Collected data
Issue #469, opened 2026-04-20
MoveAndReplaceChildInSameContainment unclear / incorrect


joswarmer:
In  [https://lionWeb.io/specification/delta/delta-api.html#cmd-MoveAndReplaceChildInSameContainment](https://lionWeb.io/specification/delta/delta-api.html#cmd-MoveAndReplaceChildInSameContainment)  their is confusion what the `newIndex` exactly is, when the `oldIndex` < `newIndex`.

In the picture it shows that _After_, the `movedChild` is at `newIndex`.  However, it actually is at `newIndex -1` (just count the index in the picture). This is because the `movedChild` disappears from `oldIndex`, so the `replacedChild`'s index becomes one less.

Note that the index of `movedChild` is not always `newIndex`:
- `newIndex` if `oldIndex` > `newIndex`
- `newIndex` - 1 if `oldIndex` < `newIndex`

enikao:
# Option A: `NewIndex` in new list
Pro:
* `NewIndex` is always the index where the node will be afterwards (esp. for MoveAndReplace where `NewIndex` > `OldIndex`).
So a client can read the event like "ah, that's where the node is now".

Con:
* Very confusing

# Option B: `NewIndex` in old list
Pro:
* Easier to calculate `NewIndex`

Con:
* To figure out where the node is now, client needs to compare `OldIndex` and `NewIndex`, or search through the containment and find the index of the moved element.

# Option C: Relative offset
Pro:
* Independent of old / new list

Con:

# Option D: Relative node
Use `replacedNode` (for move-and-replace) or `previousNode` instead of index

Pro:
* Most local assumptions

Con:
* Edge case: move to position 0
* How to handle if `previousNode` is not there any more? Would need to remember its old position

Tentative Decision: Option C

We disallow offset 0
Negative offset means move left
Positive offset means move right
Offset that results outside list index is an error?

dslmeinte:
Another pro of C: it aligns extremely well with the pathological use cases for this delta, e.g. moving a child up/down 1 position.

dslmeinte:
> PS: `MoveAnnotationInSameParentCommand` and `MoveAndReplaceAnnotationInSameParentCommand` have the same issue.

Only `MoveAndReplaceAnnotationInSameParentCommand` though, I’d say.

PR #481, opened 2026-05-12
Rework move and replace <X> in same parent

dslmeinte:


joswarmer (approved):
Looks ok, assuming we do want the `newIndex` property in the event.

delta/commandsEvents/children/MoveAndReplaceChildInSameContainment/ChildMovedAndReplacedInSameContainment.adoc
```diff
@@ -1,39 +1,49 @@
...
-<<ChildMovedAndReplacedInSameContainment.replacedChild>>, and all its <<ChildMovedAndReplacedInSameContainment.replacedDescendants>>{fn-org370}, have been deleted.
+<<existing-nodes, Existing node>> <<ChildMovedAndReplacedInSameContainment.movedChild>> moved to replace <<existing-nodes, existing node>> <<ChildMovedAndReplacedInSameContainment.replacedChild>> inside <<ChildMovedAndReplacedInSameContainment.parent>>'s <<ChildMovedAndReplacedInSameContainment.containment>>.
+The <<ChildMovedAndReplacedInSameContainment.movedChild>> was previously at index <<ChildMovedAndReplacedInSameContainment.oldIndex>>), and the <<ChildMovedAndReplacedInSameContainment.replacedChild>> was previously at index (<<ChildMovedAndReplacedInSameContainment.oldIndex>> + <<ChildMovedAndReplacedInSameContainment.indexOffset>>).
```
enikao: superfluous closing parenthesis

delta/commandsEvents/children/MoveAndReplaceChildInSameContainment/ChildMovedAndReplacedInSameContainment.adoc
```diff
@@ -1,39 +1,49 @@
...
+The new index of the moved child equals <<ChildMovedAndReplacedInSameContainment.newIndex>>.
+<<ChildMovedAndReplacedInSameContainment.replacedChild>>, and all its <<ChildMovedAndReplacedInSameContainment.replacedDescendants>>{fn-org370}, have been deleted, WITHOUT changing references to any of the deleted nodes.
 
-If <<ChildMovedAndReplacedInSameContainment.oldIndex>> < <<ChildMovedAndReplacedInSameContainment.newIndex>>: All other children inside <<ChildMovedAndReplacedInSameContainment.parent>>'s <<ChildMovedAndReplacedInSameContainment.containment>> with previous index > <<ChildMovedAndReplacedInSameContainment.oldIndex>> have been moved to next lower index.
+In case <<ChildMovedAndReplacedInSameContainment.indexOffset>> > 0: all children inside <<ChildMovedAndReplacedInSameContainment.parent>>'s <<ChildMovedAndReplacedInSameContainment.containment>> whose indices previously were > <<ChildMovedAndReplacedInSameContainment.oldIndex>> but not equal to (<<ChildMovedAndReplacedInSameContainment.newIndex>> + 1), have been moved to the next lower index.
```
enikao: we refer to `newIndex` before we give the formula to it. Maybe reverse?

enikao: I was first puzzled by the "not equal to (`newIndex` + 1)" part, until I realized that's the replaced one. So I'd focus on that fact: "except the replaced node at (`newIndex` + 1)"

delta/commandsEvents/children/MoveAndReplaceChildInSameContainment/ChildMovedAndReplacedInSameContainment.adoc
```diff
@@ -1,39 +1,49 @@
...
+The value of <<ChildMovedAndReplacedInSameContainment.newIndex>> is calculated as <<ChildMovedAndReplacedInSameContainment.oldIndex>> + <<ChildMovedAndReplacedInSameContainment.indexOffset>> - 1.
```
enikao: I'd add parenthesis around every calculation.

delta/commandsEvents/children/MoveAndReplaceChildInSameContainment/ChildMovedAndReplacedInSameContainment.adoc
```diff
@@ -1,39 +1,49 @@
 [[evnt-ChildMovedAndReplacedInSameContainment]]
 ===== Child moved in same containment and replaced existing child
-<<existing-nodes, Existing node>> <<ChildMovedAndReplacedInSameContainment.movedChild>> (previously inside <<ChildMovedAndReplacedInSameContainment.parent>>'s <<ChildMovedAndReplacedInSameContainment.containment>> at <<ChildMovedAndReplacedInSameContainment.oldIndex>>) has replaced the <<existing-nodes, existing>> <<ChildMovedAndReplacedInSameContainment.replacedChild>> inside <<ChildMovedAndReplacedInSameContainment.parent>>'s <<ChildMovedAndReplacedInSameContainment.containment>> at <<ChildMovedAndReplacedInSameContainment.newIndex>>.
-<<ChildMovedAndReplacedInSameContainment.replacedChild>>, and all its <<ChildMovedAndReplacedInSameContainment.replacedDescendants>>{fn-org370}, have been deleted.
+<<existing-nodes, Existing node>> <<ChildMovedAndReplacedInSameContainment.movedChild>> moved to replace <<existing-nodes, existing node>> <<ChildMovedAndReplacedInSameContainment.replacedChild>> inside <<ChildMovedAndReplacedInSameContainment.parent>>'s <<ChildMovedAndReplacedInSameContainment.containment>>.
```
enikao: We should refer to #469 somewhere

delta/commandsEvents/children/MoveAndReplaceChildInSameContainment/ChildMovedAndReplacedInSameContainment.adoc
```diff
@@ -1,39 +1,49 @@
...
+MUST NOT be 0. +
+<<ChildMovedAndReplacedInSameContainment.oldIndex>> + <<ChildMovedAndReplacedInSameContainment.indexOffset>> MUST NOT be < 0, or >= the number of children inside <<ChildMovedAndReplacedInSameContainment.parent>>'s <<ChildMovedAndReplacedInSameContainment.containment>>.
+
 [[ChildMovedAndReplacedInSameContainment.replacedChild, `replacedChild`]]replacedChild:: <<targetNodeType>>
 
 [[ChildMovedAndReplacedInSameContainment.replacedDescendants, `replacedDescendants`]]replacedDescendants:: <<targetNodeType>>[]
 
+[[ChildMovedAndReplacedInSameContainment.newIndex, `newIndex`]]newIndex:: <<indexType>>
+MUST NOT be equal to <<ChildMovedAndReplacedInSameContainment.oldIndex>>. +
+MUST be equal to: <<ChildMovedAndReplacedInSameContainment.oldIndex>> + <<ChildMovedAndReplacedInSameContainment.indexOffset>> - &epsilon;, where &epsilon; = -1 if <<ChildMovedAndReplacedInSameContainment.indexOffset>> > 0 and = 0 if <<ChildMovedAndReplacedInSameContainment.indexOffset>> < 0.
```
enikao: I wouldn't start with greek symbols. We already have an "if" in there, then I'd just write out the whole two cases.

delta/commandsEvents/children/MoveAndReplaceChildInSameContainment/MoveAndReplaceChildInSameContainment-diagram.adoc
```diff
@@ -1,5 +1,5 @@
 |
-[plantuml,moveAndReplaceChildInSameContainment-before,svg]
```
enikao, line 2: The rendering does not match the intended content for me:

Image

delta/commandsEvents/children/MoveAndReplaceChildInSameContainment/MoveAndReplaceChildInSameContainment.adoc
```diff
@@ -1,17 +1,43 @@
...
+from index <<MoveAndReplaceChildInSameContainment.oldIndex>> to the target index <<MoveAndReplaceChildInSameContainment.oldIndex>> + <<MoveAndReplaceChildInSameContainment.indexOffset>>,
+replacing <<existing-nodes, current child>> <<MoveAndReplaceChildInSameContainment.replacedChild>>{fn-org371} inside <<MoveAndReplaceChildInSameContainment.containment>> at the target index,
+including all its descendants (including annotation instances).{fn-org469}
+<<MoveAndReplaceChildInSameContainment.replacedChild>> subsequently gets deleted.
+This does NOT change references to any of the deleted nodes.{fn-org285}
 The containment is inside <<MoveAndReplaceChildInSameContainment.parent>>.
 
-Delete <<existing-nodes, current child>> <<MoveAndReplaceChildInSameContainment.replacedChild>>{fn-org371} inside <<MoveAndReplaceChildInSameContainment.containment>> at <<MoveAndReplaceChildInSameContainment.newIndex>>, and all its descendants (including annotation instances).
-Does NOT change references to any of the deleted nodes.{fn-org285}
+The corresponding manipulation of a list of – implementation-level! – references to contained nodes can be described as a two-step process:
```
enikao: What about introducing a section about moving nodes in the same containment somewhere in section 3.7? We'll need a similar explanation for annotations.

delta/commandsEvents/children/MoveAndReplaceChildInSameContainment/MoveAndReplaceChildInSameContainment.adoc
```diff
@@ -1,17 +1,43 @@
...
+Now, the list contains one less element than before.
+
+This leaves two distinct scenarios depending on whether <<MoveAndReplaceChildInSameContainment.indexOffset>> is positive or negative.
+
+In the scenario with <<MoveAndReplaceChildInSameContainment.indexOffset>> > 0:
 
 [cols="a,a"]
 |===
 |Before |After
+include::MoveAndReplaceChildInSameContainment-diagram-offset-positive.adoc[]
```
enikao: Is it helpful to have two entirely different depictions how this should work (text example, diagram)? That's even harder to keep in sync and non-contradicting.

dslmeinte: I think it is because the indices afterwards are different for these scenarios.

delta/commandsEvents/children/MoveAndReplaceChildInSameContainment/MoveAndReplaceChildInSameContainment-diagram.adoc
dslmeinte: Please explain

delta/commandsEvents/children/MoveAndReplaceChildInSameContainment/MoveAndReplaceChildInSameContainment.adoc
dslmeinte: You mean specifically this paragraph?

delta/commandsEvents/children/MoveAndReplaceChildInSameContainment/MoveAndReplaceChildInSameContainment-diagram.adoc
enikao: This should be the example for positive offset. In the picture, the replaced node is _before_ the moved node, i.e. negative offset. Also, in the "after" picture, `movedChild` is _after_ `siblingC`.

delta/commandsEvents/children/MoveAndReplaceChildInSameContainment/MoveAndReplaceChildInSameContainment.adoc
enikao: The whole "how to handle indices when moving nodes in same containment" shenanigans.

delta/commandsEvents/children/MoveAndReplaceChildInSameContainment/MoveAndReplaceChildInSameContainment-diagram.adoc
dslmeinte: This is the wrong rendering!

delta/commandsEvents/children/MoveAndReplaceChildInSameContainment/MoveAndReplaceChildInSameContainment.adoc
enikao: Even in two variants: "move" and "move + replace"

dslmeinte: I’d say: section 3.8 “List manipulation characteristics”. OK?

delta/commandsEvents/children/MoveAndReplaceChildInSameContainment/MoveAndReplaceChildInSameContainment-diagram.adoc
enikao: This is what I see in `MoveAndReplaceChildInSameContainment.adoc`:

image

**Edit: wrong screenshot**

enikao: In `MoveChildInSameContainment-diagram.adoc` sibling `A`, `B`, `C` are in the correct order:

image

dslmeinte: Screenshot 2026-05-13 at 14 15 02
This is how I see it.

enikao: Looks better.

For the former case, can we introduce `siblingD`? So we see how indices behind the replaced node change.

dslmeinte: Can do that, but then would like to do that generically in section § 3.8.

dslmeinte: But do we want to change `MoveChildInSameContainment` to have `oldIndex` and `indexOffset` as well? In that case, there’s not really an ambiguity, I feel.

enikao: > But do we want to change `MoveChildInSameContainment` to have `oldIndex` and `indexOffset` as well? In that case, there’s not really an ambiguity, I feel.

I would do so. It's still easier to understand.

dslmeinte: Hmmm, that’s another change. I’m not sure whether that’s not a change too much.

joswarmer: I agree with Meinte, there is no ambiguity. I find both option easy to understand.

delta/description.adoc
```diff
@@ -190,3 +190,70 @@ All values MUST be strings.
...
+
+.Notation/shorthand
+We write _l_..._r_ for the set of integers _l_, (_l_ + 1), (_l_ + 2), ..., _r_; which includes _l_ and _r_ themselves.
+In effect: `oldIndex` MUST be in 0...(_n_ - 1).
+
+
+[[justMovingAnItem, moving an item (without replacing)]]
+==== Moving an item (without replacing)
+
+In addition to an `oldIndex`, we get passed a `newIndex`: an integer from 0...(_n_ - 1), that is NOT equal to `oldIndex` (as that would mean an idempotent action).
```
enikao: Please add links to the relevant commands

delta/description.adoc
```diff
@@ -190,3 +190,70 @@ All values MUST be strings.
...
+// `newIndex=0`: `*H[0]* _A[1] B[2] C[3] D[4] E[5] F[6] G[7]_` +
+
+// The item at index `oldIndex` is moved `indexOffset` indices forward/down/to the right (if `indexOffset` > 0) or backward/up/to the left (if `indexOffset` < 0), shifting other items out of way.
+// The result of moving the item at index `oldIndex` by `indexOffset` indices is the same as moving that item `indexOffset` times 1 index forward/down/to the right (if `indexOffset` > 0), or (-`indexOffset`) times 1 index backward/up/to the left (if `indexOffset` < 0).
+
+
+[[movingAndReplacing, moving an item and replacing another item]]
+==== Moving an item and replacing another item
+
+To avoid any potential ambiguities and misunderstanding, we decided to describe this scenario on the basis of an initial (“old”) situation and an _index offset_ that determines the target index.
```
enikao: Please add links to the relevant commands

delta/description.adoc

PROBLEM: In your reply, restate exactly the lines from the start of the records above through the line holding "Tentative Decision: Option C", including both, and nothing else.

SOLVED PROBLEM:
Issue #469, opened 2026-04-20
MoveAndReplaceChildInSameContainment unclear / incorrect


joswarmer:
In  [https://lionWeb.io/specification/delta/delta-api.html#cmd-MoveAndReplaceChildInSameContainment](https://lionWeb.io/specification/delta/delta-api.html#cmd-MoveAndReplaceChildInSameContainment)  their is confusion what the `newIndex` exactly is, when the `oldIndex` < `newIndex`.

In the picture it shows that _After_, the `movedChild` is at `newIndex`.  However, it actually is at `newIndex -1` (just count the index in the picture). This is because the `movedChild` disappears from `oldIndex`, so the `replacedChild`'s index becomes one less.

Note that the index of `movedChild` is not always `newIndex`:
- `newIndex` if `oldIndex` > `newIndex`
- `newIndex` - 1 if `oldIndex` < `newIndex`

enikao:
# Option A: `NewIndex` in new list
Pro:
* `NewIndex` is always the index where the node will be afterwards (esp. for MoveAndReplace where `NewIndex` > `OldIndex`).
So a client can read the event like "ah, that's where the node is now".

Con:
* Very confusing

# Option B: `NewIndex` in old list
Pro:
* Easier to calculate `NewIndex`

Con:
* To figure out where the node is now, client needs to compare `OldIndex` and `NewIndex`, or search through the containment and find the index of the moved element.

# Option C: Relative offset
Pro:
* Independent of old / new list

Con:

# Option D: Relative node
Use `replacedNode` (for move-and-replace) or `previousNode` instead of index

Pro:
* Most local assumptions

Con:
* Edge case: move to position 0
* How to handle if `previousNode` is not there any more? Would need to remember its old position

Tentative Decision: Option C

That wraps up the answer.